サムスン、発火ダメージ少なかった? 最終利益2倍強 半導体・モバイル貢献 (1/2ページ)

 韓国サムスン電子が24日発表した昨年10~12月期(第4四半期)の最終利益は6兆9200億ウォン(約6726億円)と、前年同期の2倍強に膨らんだ。堅調な半導体販売とモバイル事業の業績回復に支えられた増益で財務基盤に余裕が生じた同社は9兆3000億ウォンの自社株買いを実施する。

 同社によれば、売上高は53兆3000億ウォン、営業利益は9兆2200億ウォン。半導体メモリーやテレビ用パネルの価格上昇も利益を押し上げ、スマートフォン向けディスプレーの需要拡大とウォン安が部品事業の追い風となった。
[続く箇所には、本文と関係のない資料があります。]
PR #1935, opened 2024-09-24
DP-35080: Usability improvements to rich text tables related to horiz…

arthurbaghdas:
…ontal scrolling

## Related Issue / Ticket

- [JIRA issue]()
- [Github issue]()

## Steps to Test

1.

## Screenshots

## Additional Notes:

Anything else to add?

*

#### @TODO

*


packages/patternlab/styleguide/source/assets/js/modules/responsiveTable.js
```diff
@@ -109,32 +107,15 @@ export default (function (window, document, $) {
     if (rt.horizontalScrollable) {
       $tableWrapper.attr("tabindex", "0");
       $tableWrapper.attr("aria-labelledby", "sr-instructions");
-      $scrollInfo.addClass("show");
+      $stickyHeader.removeAttr("aria-labelledby");
```
clairesunstudio:
```suggestion
      $stickyHeader.removeAttr("aria-labelledby");
```

These should apply everywhere not just when the table has horizontal scrolling - please see my latest comment in the ticket. We no longer need `sr-instructions` and this block of conditional code  and these new attributes should be added directly in the twig template

packages/assets/scss/01-atoms/_table-responsive.scss
```diff
@@ -77,6 +35,25 @@
 
 .ma__table--responsive__wrapper {
```
clairesunstudio:
```suggestion
// Pure CSS scrolling shadows with background-attachment: local. Code taken from https://codepen.io/aardrian/pen/MWeRJWd
```

clairesunstudio: add a reference to the source

packages/patternlab/styleguide/source/assets/js/modules/responsiveTable.js
clairesunstudio: @arthurbaghdas I think these should not be wrapped in conditionals, instead they should be directly set in the html `"<div class='sticky-thead'><div class='sticky-thead-wrapper'><table></table></div></div>"` on line 49. 
For example, the second table on this [page](https://pr2694-w1avdsfe4brh4hyl692txjip3yojfiza.tugboatqa.com//info-details/overview-of-the-pioneer-valley-transit-authority) (with sticky header but without horizontal scrolling) is not getting the aria-hidden and tabindex=-1. These should apply to all sticky table headers as they are initiated

packages/assets/scss/01-atoms/_table-responsive.scss
```diff
@@ -77,6 +35,25 @@
 
 .ma__table--responsive__wrapper {
 
+  background: linear-gradient(to right, #fff 30%, rgba(255, 255, 255, 0)),
+  linear-gradient(to right, rgba(255, 255, 255, 0), #fff 70%) 0 100%,
+  radial-gradient(
```
clairesunstudio: I noticed an issue with the tapered gradients - https://pr2694-w1avdsfe4brh4hyl692txjip3yojfiza.tugboatqa.com//info-details/overview-of-the-pioneer-valley-transit-authority This is a super long scrollable table - the gradient is not in view immediately and requires several scrolls to be visible. We should remove the tapers from the background settings

clairesunstudio: Screenshot 2024-10-07 at 11 56 11 AM

Gradient is not visible due to the tapering on both top and bottom

clairesunstudio (approved):

clairesunstudio:
Please update the patternlab test - looks good!

PR #1938, opened 2024-11-20
DP-35365: Fix image styles in rich text with text wrapping

arthurbaghdas:

## Related Issue / Ticket

- [JIRA issue]()
- [Github issue]()

## Steps to Test

1.

## Screenshots

## Additional Notes:

Anything else to add?

*

#### @TODO

*


packages/assets/scss/01-atoms/_figure.scss
```diff
@@ -24,6 +24,12 @@ $figures-gutter: 20px;
     margin: 10px $figures-gutter 10px $figures-gutter;
   }
 
+  @media ($bp-x-small-max) {
```
clairesunstudio: Instead of adding a new media query, I wonder if there's any reasons of needing the previous one `@media ($bp-x-small-min)` to add the margins - the only thing I can think of is when the figure expands the full width on mobile and we want to remove the left-right margins.

clairesunstudio:
It looks like the images on mobile got smaller in the [backstop report](https://output.circle-artifacts.com/output/job/2254b154-7897-4570-b3fd-678cfb221e62/artifacts/0/backstop/reports/html/index.html), due to the unwanted margins. It could be related to the previous comment I had https://github.com/massgov/mayflower/pull/1938#discussion_r1876236735

clairesunstudio (approved):

PR #1958, opened 2025-03-14
DP-38011: Create Vertical Cards Paragraph Type

hotsauce:
## Description
This PR adds two new Paragraph types - `Vertical Card Group` and `Vertical Card` to the site, for use on the `Services` Content type. These are based on designs within the [Figma](https://www.figma.com/design/OfnYu3nsvlDPEjdKe5LuEc/EOHLC%3A-Finalized-Designs?node-id=4301-4707&m=dev), which serves as a Variant on the `Card` style [in Mayflower](https://mayflower.digital.mass.gov/patternlab/?p=molecules-card)

## Related Issue / Ticket

- [JIRA issue](https://massgov.atlassian.net/issues/DP-38011)
- [Github issue](https://github.com/massgov/openmass/pull/2877)

## Steps to Test

1. Visit the deployed site and login as an admin
2. Create a new `Services` piece of content
3. Add a new `Service Section` and within it, add a `Vertical Card Group`
4. Within the `Vertical Card Group`, add at least 3 `Vertical Card`s, filling in various fields other than what is required.
5. Modify the style of the `Service Section` to verify that the `Vertical Card` appears as expected.

## Screenshots

Screenshot on 2025-03-12 at 08-42-16
Screenshot on 2025-03-12 at 08-42-31

## Additional Notes:

Anything else to add?

* Card

#### @TODO

* Determine name of "Vertical Cards"


packages/patternlab/styleguide/source/_patterns/02-molecules/vertical-card.twig
```diff
@@ -0,0 +1,39 @@
+{% set thumbnail = card.thumbnail %}
```
clairesunstudio, line 1: Can you please make the vertical-card a variant of the card component instead of as a new component? I compared the changes and it seems like the main change is that the anchor tag goes one level outside of the wrapper div. Is there a specific reason for that? 

The markups seem to be mostly the same between card and vertical-card, instead of making a copy, the "vertical" or "stacked" version will just be a boolean property of the card component. If there's a reason for the anchor link to be the outmost wrapper, then I feel like we should keep that consistent with the existing card variant. 

To add an example in patternlab, you would just add a `card~stacked.json` with the `stacked:true` in the data object.

Screenshot 2025-03-14 at 4 47 16 PM

hotsauce: @clairesunstudio 
Thank you, I will do that. The biggest changes were the full link (which I can adjust) and adding the eyebrow field, but that's a minor thing to modify.

The naming was still TBD when I was working on this so I figured there would be some adjustments and I can see how the variant naming works better. I'll probably keep this PR open since most of the work (on the Mayflower side) is done, and just rename it to match the new DP-38060.

clairesunstudio: So just to clarify - we don't want to add another twig file, it should be sharing the same `card.twig` with the existing variant - so the full surface link hover state will be beneficial to existing card variant and eyebrow should be conditionally rendered when the data is passed, in the main card.twig. Let me know if you want to discuss on Monday

hotsauce: @clairesunstudio 
Yes, that's the approach I was going to take (looking at the "Card as Secondary" as a semi-reference) so I think we are good. I will ping you if I have any questions and thank you!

 同社最大の利益の源泉である半導体部門の営業利益は4兆9500億ウォン。前年同期は2兆8000億ウォンだった。半導体メモリーの需要増が供給を上回り、価格が上昇。モバイル部門の営業利益は2兆5000億ウォン。7~9月期の記録的低水準から回復した。

 有機ELパネルや液晶ディスプレー(LCD)を含むディスプレーパネル部門の営業利益は1兆3400億ウォンとなり、前年同期の3000億ウォンから増加。主にモバイル機器に使用される有機ELパネルの恒常的な供給不足が続き、利益が増加した。